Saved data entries
━━━━━━━━━━━━━━━━
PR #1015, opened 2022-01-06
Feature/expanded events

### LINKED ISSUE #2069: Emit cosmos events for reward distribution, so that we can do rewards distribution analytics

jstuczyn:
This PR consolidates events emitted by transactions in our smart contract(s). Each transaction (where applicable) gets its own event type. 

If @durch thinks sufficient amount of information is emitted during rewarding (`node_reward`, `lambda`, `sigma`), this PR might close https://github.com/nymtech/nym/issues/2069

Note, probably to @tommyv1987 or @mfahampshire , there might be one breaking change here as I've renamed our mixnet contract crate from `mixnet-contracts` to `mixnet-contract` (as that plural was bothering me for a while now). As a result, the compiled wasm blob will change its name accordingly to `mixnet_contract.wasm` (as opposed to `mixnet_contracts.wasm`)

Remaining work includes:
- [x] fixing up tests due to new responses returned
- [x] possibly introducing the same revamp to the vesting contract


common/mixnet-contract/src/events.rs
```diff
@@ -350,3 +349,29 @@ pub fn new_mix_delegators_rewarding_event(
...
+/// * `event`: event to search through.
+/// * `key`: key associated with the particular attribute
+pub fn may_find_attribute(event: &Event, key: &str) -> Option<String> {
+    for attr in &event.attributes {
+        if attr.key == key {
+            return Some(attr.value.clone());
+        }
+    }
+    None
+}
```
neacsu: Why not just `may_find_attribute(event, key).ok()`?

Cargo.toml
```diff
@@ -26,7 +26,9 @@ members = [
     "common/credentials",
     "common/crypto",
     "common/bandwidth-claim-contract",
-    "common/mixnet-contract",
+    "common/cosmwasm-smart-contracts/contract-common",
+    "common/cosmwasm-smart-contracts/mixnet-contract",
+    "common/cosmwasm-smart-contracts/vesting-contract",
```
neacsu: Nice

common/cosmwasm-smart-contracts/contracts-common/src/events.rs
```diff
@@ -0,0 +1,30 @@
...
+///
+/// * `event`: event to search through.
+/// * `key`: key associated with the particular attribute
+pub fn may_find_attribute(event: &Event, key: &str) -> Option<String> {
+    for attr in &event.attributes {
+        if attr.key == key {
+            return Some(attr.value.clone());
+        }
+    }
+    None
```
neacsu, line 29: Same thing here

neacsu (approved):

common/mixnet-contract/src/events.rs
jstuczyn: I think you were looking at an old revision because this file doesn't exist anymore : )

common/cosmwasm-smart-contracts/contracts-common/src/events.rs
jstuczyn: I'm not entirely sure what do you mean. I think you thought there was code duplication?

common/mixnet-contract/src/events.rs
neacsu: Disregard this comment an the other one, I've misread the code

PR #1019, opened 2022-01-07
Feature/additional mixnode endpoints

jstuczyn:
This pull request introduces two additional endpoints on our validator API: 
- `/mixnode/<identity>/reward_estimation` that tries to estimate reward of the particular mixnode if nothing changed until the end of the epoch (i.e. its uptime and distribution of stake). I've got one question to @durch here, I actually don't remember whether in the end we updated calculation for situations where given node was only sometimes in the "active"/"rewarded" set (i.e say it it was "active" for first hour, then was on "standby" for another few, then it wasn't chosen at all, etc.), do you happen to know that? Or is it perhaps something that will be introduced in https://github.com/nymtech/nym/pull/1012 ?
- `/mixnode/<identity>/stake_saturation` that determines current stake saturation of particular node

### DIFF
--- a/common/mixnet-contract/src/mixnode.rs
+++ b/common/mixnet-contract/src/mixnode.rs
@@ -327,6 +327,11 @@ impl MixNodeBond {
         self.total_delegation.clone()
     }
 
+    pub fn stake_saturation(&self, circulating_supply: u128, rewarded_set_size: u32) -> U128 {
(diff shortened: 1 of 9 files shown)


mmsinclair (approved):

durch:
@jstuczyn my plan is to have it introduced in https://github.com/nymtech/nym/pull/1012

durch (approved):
━━━━━━━━━━━━━━━━
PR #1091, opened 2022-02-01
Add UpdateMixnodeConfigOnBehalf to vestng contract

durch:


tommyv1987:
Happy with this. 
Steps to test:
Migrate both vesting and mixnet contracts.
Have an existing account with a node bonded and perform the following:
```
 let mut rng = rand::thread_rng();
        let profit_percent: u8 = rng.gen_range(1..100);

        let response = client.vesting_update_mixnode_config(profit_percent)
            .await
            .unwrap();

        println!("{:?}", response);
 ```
━━━━━━━━━━━━━━━━
__Task to carry out__:
The required output is the stretch of entries above from the line containing "PR #1015, opened 2022-01-06" through the line containing "This PR consolidates", reproduced exactly.

__Response to this exercise__:
PR #1015, opened 2022-01-06
Feature/expanded events

### LINKED ISSUE #2069: Emit cosmos events for reward distribution, so that we can do rewards distribution analytics

jstuczyn:
This PR consolidates events emitted by transactions in our smart contract(s). Each transaction (where applicable) gets its own event type. 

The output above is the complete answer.